Shortcuts

Transport Layer Security

Transport Layer Security (TLS) is a protocol for secure network communication. TLS prevents the data being transmitted from being modified or read while it is in transit and allows clients to verify the identity of the server (in this case, the Determined master). Determined can be configured to use TLS for all connections made to the master. That means that all CLI and WebUI connections will be secured by TLS, as well as connections from agents and tasks to the master. Communication between agents that occur as part of distributed training will not use TLS, nor will proxied connections from the master to a TensorBoard or notebook instance.

Configuring TLS

Master

In order to configure the master to use TLS, set the security.tls.cert and security.tls.key options to paths to a TLS certificate file and key file.

When TLS is in use, the master will listen on TCP port 8443 by default, rather than 8080.

Note

If the master’s certificate is not signed by a well-known CA, then the configured certificate file must contain a full certificate chain that goes all the way to a root certificate.

Agents

When the Determined master is using TLS, set the security.tls.enabled agent configuration option to true. If the master’s certificate is signed by a well-known CA, then no other TLS-specific configuration is necessary. Otherwise, for the best security, place the master’s certificate file somewhere accessible to the agent and set the agent’s security.tls.master_cert option to the path to that file. For a more convenient but less secure setup, instead set the security.tls.skip_verify option to true. With the latter configuration, the agent will be unable to verify the identity of the master, but the data sent over the connection will still be protected by TLS.

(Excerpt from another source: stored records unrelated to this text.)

Issue #697, opened 2024-03-10
Warm Isolation for Persistent Worker


fkorotkov:
It will be great if before Persistent Worker pull for new tasks it can warm up a preconfigured isolation. I propose to plug this logic in this line:

https://github.com/cirruslabs/cirrus-cli/blob/0b9ed560488909bf0b4802638cb157ac33e825a7/internal/worker/task.go#L56

To have a "warm" isolation configured and see if we need to reuse the warm instance or stop it and create a new one. Worker will also make sure to warm and instance before polling an upstream.

edigaryev:
It seems that this was already implemented in https://github.com/cirruslabs/cirrus-cli/pull/698, so closing.

PR #698, opened 2024-03-11
`WarmableInstance` abstraction

fkorotkov:
Related to #697. I think this will be simplest implementation of the functionality we want.

### DIFF
--- a/internal/executor/instance/persistentworker/isolation/tart/tart.go
+++ b/internal/executor/instance/persistentworker/isolation/tart/tart.go
@@ -10,6 +10,7 @@ import (
 	"github.com/cirruslabs/cirrus-cli/internal/executor/instance/runconfig"
 	"github.com/cirruslabs/cirrus-cli/internal/executor/platform"
 	"github.com/cirruslabs/cirrus-cli/internal/logger"
+	"github.com/cirruslabs/echelon"
 	"github.com/getsentry/sentry-go"
 	"github.com/google/uuid"
 	"github.com/samber/lo"
@@ -46,7 +47,7 @@ type Tart struct {
 	display     string
 	volumes     []*api.Isolation_Tart_Volume
 
-	mountTemporaryWorkingDirectoryFromHost bool
+	vm *VM
 }
 
 func New(
@@ -78,7 +79,11 @@ func New(
 	return tart, nil
 }
 
-func (tart *Tart) Run(ctx context.Context, config *runconfig.RunConfig) (err error) {
+func (tart *Tart) Warmup(ctx context.Context, additionalEnvironment map[string]string, logger *echelon.Logger) error {
+	return tart.bootVM(ctx, additionalEnvironment, "", logger)
+}
+
+func (tart *Tart) bootVM(ctx context.Context, additionalEnvironment map[string]string, automountDir string, logger *echelon.Logger) error {
 	ctx, prepareInstanceSpan := tracer.Start(ctx, "prepare-instance")
 	defer prepareInstanceSpan.End()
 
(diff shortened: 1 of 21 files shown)


internal/executor/instance/persistentworker/isolation/tart/tart.go
```diff
@@ -88,53 +93,26 @@ func (tart *Tart) Run(ctx context.Context, config *runconfig.RunConfig) (err err
 		})
 	}
 
-	tmpVMName := fmt.Sprintf("%s%d-", vmNamePrefix, config.TaskID) + uuid.NewString()
+	tmpVMName := fmt.Sprintf("%s-warm-", vmNamePrefix) + uuid.NewString()
```
edigaryev, line 96: This seems to add the `-warm-` string to *all* Tart instances and not just the warm ones.

Should we add an additional argument to `Warmup()` that will specify this optional string to be added to VM names in https://github.com/cirruslabs/cirrus-cli/pull/700?

fkorotkov: Good idea. Maybe allow to optinally specify `vmNamePrefix` as `"cirrus-warm"` vs the default `"cirrus"`?

edigaryev: Added in https://github.com/cirruslabs/cirrus-cli/pull/700/commits/b5590f927f7a17ba0c6fc2586a82aa04a45e80eb.

internal/executor/instance/persistentworker/isolation/tart/tart.go
```diff
@@ -192,22 +188,47 @@ func (tart *Tart) Run(ctx context.Context, config *runconfig.RunConfig) (err err
...
 
 	bootLogger.Errorf("VM was assigned with %s IP", ip)
 	bootLogger.Finish(true)
 
+	return nil
+}
+
+func (tart *Tart) Run(ctx context.Context, config *runconfig.RunConfig) (err error) {
+	if tart.vm != nil && config.DirtyMode {
+		return fmt.Errorf("%w: dirty mode is not supported for a warmed instance", ErrFailed)
```
edigaryev, line 203: Not all Tart instances will be standby instances (this assumption was also in https://github.com/cirruslabs/cirrus-cli/pull/698#discussion_r1523350920).

I think we still have a `cirrus run --dirty` (https://github.com/cirruslabs/cirrus-cli/issues/554) or are we dropping it for Tart?

internal/executor/instance/persistentworker/isolation/tart/tart.go
```diff
@@ -192,22 +188,47 @@ func (tart *Tart) Run(ctx context.Context, config *runconfig.RunConfig) (err err
 		break
 	}
 
+	tart.vm = vm
+
 	tart.logger.Debugf("IP %s retrieved from VM %s, running agent...", ip, vm.Ident())
```
edigaryev, line 193: I think this should be in `Run()`, we're not running the agent here.

internal/executor/instance/persistentworker/isolation/tart/tart.go
fkorotkov: There is no dirty mode for persistent workers so this should never happen. Warmable instances won't be used for `cirrus run`

internal/executor/instance/persistentworker/isolation/tart/tart.go
fkorotkov: Moved in [04fee80](https://github.com/cirruslabs/cirrus-cli/pull/698/commits/04fee80eef05acaff472362efe61466cd1985116)

edigaryev (approved):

If the master’s certificate does not contain the address that the agent is using to connect to the master (but is otherwise valid), set the security.tls.master_cert_name option to one of the addresses in the certificate. For example, the master’s certificate may contain a DNS hostname corresponding to the public IP address of the master, while the agent connects to the master using its private IP address to prevent traffic from being routed over the public Internet. In that case, the option should be set to the DNS name contained in the certificate.

Note

Due to a limitation of Fluent Bit <https://fluentbit.io>, which Determined uses internally, the certificate must be valid for at least one hostname that is not an IP address and the security.tls.master_cert_name option must be set to that hostname if the agent is configured to connect to the master using an IP address. The hostname does not need to be an actual DNS name for the master—it is only used for certificate verification.

When dynamic agents and TLS are both in use, the dynamic agents that the master creates will automatically be configured to connect securely to the master over TLS.

CLI

In order to use TLS, the CLI must be configured with a master address starting with https:// using either the -m flag or DET_MASTER environment variable.

If the master’s certificate is signed by a well-known CA, then the connection should proceed immediately. If not, the CLI will indicate on the first connection that the master is presenting an untrusted certificate and display a hash of the certificate. You may wish to confirm the hash with your system administrator; in any case, if you confirm the connection to the master, the certificate will be stored on the computer where the CLI is being run and future connections to the master will be made without confirmation.

Tasks

Once the master and agent are configured to use TLS, no further configuration is required for tasks that are run in the cluster. In shells and notebooks, the Determined Python libraries will automatically make connections to the master using TLS with the appropriate certificate.